*** Extracted data ***

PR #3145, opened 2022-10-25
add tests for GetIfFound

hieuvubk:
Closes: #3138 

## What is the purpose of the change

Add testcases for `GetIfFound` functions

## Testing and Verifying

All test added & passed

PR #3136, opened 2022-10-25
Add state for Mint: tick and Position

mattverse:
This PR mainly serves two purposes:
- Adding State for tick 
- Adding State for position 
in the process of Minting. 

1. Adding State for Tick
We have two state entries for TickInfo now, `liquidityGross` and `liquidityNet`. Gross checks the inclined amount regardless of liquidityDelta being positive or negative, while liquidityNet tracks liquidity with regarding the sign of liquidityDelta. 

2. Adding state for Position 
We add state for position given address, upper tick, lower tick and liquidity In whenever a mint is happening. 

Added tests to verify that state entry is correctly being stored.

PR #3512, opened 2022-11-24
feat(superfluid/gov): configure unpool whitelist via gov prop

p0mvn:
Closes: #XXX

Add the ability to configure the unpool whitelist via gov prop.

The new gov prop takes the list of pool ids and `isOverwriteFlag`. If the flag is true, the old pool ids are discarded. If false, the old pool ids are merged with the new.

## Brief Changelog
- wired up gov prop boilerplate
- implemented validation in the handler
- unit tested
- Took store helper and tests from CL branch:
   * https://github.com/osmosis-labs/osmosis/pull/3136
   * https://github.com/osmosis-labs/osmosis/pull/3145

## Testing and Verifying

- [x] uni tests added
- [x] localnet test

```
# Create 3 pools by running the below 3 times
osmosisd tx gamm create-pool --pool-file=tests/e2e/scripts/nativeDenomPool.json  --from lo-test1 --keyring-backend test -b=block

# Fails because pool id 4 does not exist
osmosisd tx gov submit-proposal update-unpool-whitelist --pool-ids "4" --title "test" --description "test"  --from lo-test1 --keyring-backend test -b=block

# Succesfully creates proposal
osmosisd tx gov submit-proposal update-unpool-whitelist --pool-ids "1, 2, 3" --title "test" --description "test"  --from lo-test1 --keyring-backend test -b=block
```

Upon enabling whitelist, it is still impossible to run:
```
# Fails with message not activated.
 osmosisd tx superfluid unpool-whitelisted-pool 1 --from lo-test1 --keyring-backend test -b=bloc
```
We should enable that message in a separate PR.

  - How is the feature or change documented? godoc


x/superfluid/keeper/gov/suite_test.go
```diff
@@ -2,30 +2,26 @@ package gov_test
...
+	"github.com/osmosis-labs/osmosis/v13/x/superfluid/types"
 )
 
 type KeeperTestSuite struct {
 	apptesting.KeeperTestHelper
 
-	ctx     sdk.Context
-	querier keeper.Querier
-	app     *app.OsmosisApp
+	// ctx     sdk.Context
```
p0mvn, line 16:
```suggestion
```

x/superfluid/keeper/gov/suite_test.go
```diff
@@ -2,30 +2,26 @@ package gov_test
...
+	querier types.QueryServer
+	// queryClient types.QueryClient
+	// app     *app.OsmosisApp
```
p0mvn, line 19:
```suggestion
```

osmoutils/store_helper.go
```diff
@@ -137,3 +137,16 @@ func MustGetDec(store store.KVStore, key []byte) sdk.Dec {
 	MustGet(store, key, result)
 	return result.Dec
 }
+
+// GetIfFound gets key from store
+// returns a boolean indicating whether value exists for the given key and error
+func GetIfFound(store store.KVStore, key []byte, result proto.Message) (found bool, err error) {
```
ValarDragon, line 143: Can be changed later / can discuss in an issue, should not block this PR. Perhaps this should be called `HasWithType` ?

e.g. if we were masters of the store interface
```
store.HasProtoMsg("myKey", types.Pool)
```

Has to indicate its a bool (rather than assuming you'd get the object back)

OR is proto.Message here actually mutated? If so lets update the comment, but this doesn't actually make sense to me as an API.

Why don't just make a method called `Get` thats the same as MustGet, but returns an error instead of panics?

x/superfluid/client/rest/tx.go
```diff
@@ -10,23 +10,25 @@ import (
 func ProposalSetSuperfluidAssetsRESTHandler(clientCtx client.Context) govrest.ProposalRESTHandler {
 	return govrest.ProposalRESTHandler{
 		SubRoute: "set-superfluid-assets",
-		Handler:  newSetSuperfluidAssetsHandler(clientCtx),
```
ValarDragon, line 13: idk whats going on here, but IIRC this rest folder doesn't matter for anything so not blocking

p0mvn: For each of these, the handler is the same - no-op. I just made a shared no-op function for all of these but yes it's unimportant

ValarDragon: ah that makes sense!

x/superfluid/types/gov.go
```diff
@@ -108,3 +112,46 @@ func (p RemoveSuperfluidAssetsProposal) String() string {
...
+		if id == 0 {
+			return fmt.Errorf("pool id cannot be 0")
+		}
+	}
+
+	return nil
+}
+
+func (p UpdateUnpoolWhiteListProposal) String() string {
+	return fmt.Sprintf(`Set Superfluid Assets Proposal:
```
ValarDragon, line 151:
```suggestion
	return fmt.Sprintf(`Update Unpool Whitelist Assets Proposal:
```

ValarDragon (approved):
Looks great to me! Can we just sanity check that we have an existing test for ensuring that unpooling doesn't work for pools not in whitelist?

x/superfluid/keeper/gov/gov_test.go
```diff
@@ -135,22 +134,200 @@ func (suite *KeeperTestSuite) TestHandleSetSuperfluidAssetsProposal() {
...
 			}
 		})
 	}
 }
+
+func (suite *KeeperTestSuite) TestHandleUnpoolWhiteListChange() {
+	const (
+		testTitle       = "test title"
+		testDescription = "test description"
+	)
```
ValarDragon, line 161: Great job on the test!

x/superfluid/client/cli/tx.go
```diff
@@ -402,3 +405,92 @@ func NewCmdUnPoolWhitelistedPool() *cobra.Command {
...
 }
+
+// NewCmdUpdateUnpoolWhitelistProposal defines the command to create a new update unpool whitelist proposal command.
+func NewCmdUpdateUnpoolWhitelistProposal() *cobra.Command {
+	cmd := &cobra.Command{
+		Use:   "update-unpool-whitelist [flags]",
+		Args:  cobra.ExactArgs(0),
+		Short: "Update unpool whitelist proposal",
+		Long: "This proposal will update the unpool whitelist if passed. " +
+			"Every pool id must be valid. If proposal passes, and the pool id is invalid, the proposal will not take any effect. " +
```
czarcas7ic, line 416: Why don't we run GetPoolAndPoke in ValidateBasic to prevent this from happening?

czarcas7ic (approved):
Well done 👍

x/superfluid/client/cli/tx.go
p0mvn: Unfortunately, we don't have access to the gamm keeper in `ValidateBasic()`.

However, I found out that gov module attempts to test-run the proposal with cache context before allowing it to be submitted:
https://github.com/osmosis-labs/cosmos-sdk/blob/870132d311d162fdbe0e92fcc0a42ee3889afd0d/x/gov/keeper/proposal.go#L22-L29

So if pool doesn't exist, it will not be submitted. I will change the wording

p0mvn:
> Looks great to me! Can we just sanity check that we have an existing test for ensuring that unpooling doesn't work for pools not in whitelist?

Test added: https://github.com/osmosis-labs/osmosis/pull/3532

*** End of Extracted data ***

If a line in the records above has the word "labs", copy it out.

• Written solution:
   * https://github.com/osmosis-labs/osmosis/pull/3136
   * https://github.com/osmosis-labs/osmosis/pull/3145
+	"github.com/osmosis-labs/osmosis/v13/x/superfluid/types"
https://github.com/osmosis-labs/cosmos-sdk/blob/870132d311d162fdbe0e92fcc0a42ee3889afd0d/x/gov/keeper/proposal.go#L22-L29
Test added: https://github.com/osmosis-labs/osmosis/pull/3532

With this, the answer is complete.